Марфа принялась весело извиняться за опоздание, и профессор заметил у нее на груди, красивый золотой медальон. Медальон был сделан в виде ажурной бабочки, украшенной  горным хрусталем. Профессор улыбнулся. Он был уверен, что Марфа, принимает крупные бусины хрусталя, за  дорогие бриллианты.  Марфа, приняла улыбку профессора на свой счет, и зазывно стрельнула глазками. Милорадов посмотрел в ее красивые  коровьи глаза, и ничто не дрогнуло в его душе. К этим бы глазам, да немного умишка. Профессор не любил глупых женщин. Эталоном его женщины, была покойная жена, остроумная  и образованная Наталья Николаевна.
    Профессор прошел в кабинет, все приготовил к работе и задумался. С чего же начать?  В комнату заглянул купец Никодим. Профессор дал добро на продажу строевого леса, и  Никодим, круто развернувшись, пошел к управляющему.
          
Профессор, решил начать с самого начала. С момента рождения князя Потемкина, и перо, быстрыми размашистыми движениями, заскользило по листу:
«Старик помешался на ревности…  Жену отныне держал взаперти, неохотно выпуская ее перед гостями. Навещал его в Чижове двоюродный братец. Сергей Потемкин, неустанно подзуживал старика:
- Что ж ты, Сашка, за женою плохо глядишь? По  всему повету слых тянется, будто она молодых приваживает. Гляди сам строже, как бы она тебя, дряхлого, не извела настойками разными. Ей, думаешь ты нужен? Не, ей только поместья твои надобны…
 После таких наговоров Потемкин, весь трясясь, безжалостно стегал жену арапником…
16 сентября, под вечер, Дарья Васильевна почуяла близость родов и удалилась в баню… ребенок появился на свет. Пришел грозный муж и спросил ее:
- От кого зачала погань сию, сказывай? – Взял ребеночка за ногу, как лягушонка паршивого и пошел топить в речке. - Туда ему и дорога, - приговаривал, о корчаги спьяну спотыкаясь.
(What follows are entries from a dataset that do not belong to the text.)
PR #320, opened 2026-08-28
fix(api): enforce token expiry, role, and subscription authorization

parthrohit22:
## What does this PR do?
Partially addresses #294: enforces token expiry and role on every accepted JWT, gates every write endpoint to `operator`/`admin` roles, and adds an optional subscription authorization allowlist on `POST /api/scans/trigger`. This is the immediate, in-repo, dependency-free containment slice of #294 - see the scope note below for what's deliberately not in this PR.

## Type of change
- [x] Bug fix
- [x] API endpoint
- [x] Documentation

## Scope note

#294 is really two bodies of work of very different size and dependency profile. This PR is the first only; the second is flagged, not forced.

**In this PR** - confirmed live before starting (`verify_jwt()` only checked the signature and expiry-if-present, `role` was decoded into `g.user` but never read by any route, and the baseline schema has no tenant/org column at all):

1. **No-expiry tokens.** `jwt.decode()` now requires `exp` (`options={"require": ["exp"]}`). A token missing it is rejected the same as an invalid signature — closes the specific hole where the documented `VITE_JWT_TOKEN` demo credential "works without rotation" because it never expires.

   Младенец, повиснув вниз головой, даже не пикнул. Потемкин встряхнул дитятко еще разок над глубоким омутом, в котором тихо колыхались ленивые сомы и ползали черные раки.
- Так от кого же он? От Глинок или от Тухачевских?
Звериный вопль матери огласил дремучий лес:
- Потемкин он… Уймись кобель старый!
   Так  явился на свет божий Григорий Александрович – Потемкин, светлейший князь Таврический, генерал-фельдмаршал и блистательный кавалер орденов разных, создатель Черноморского флота, он же его первый главнокомандующий…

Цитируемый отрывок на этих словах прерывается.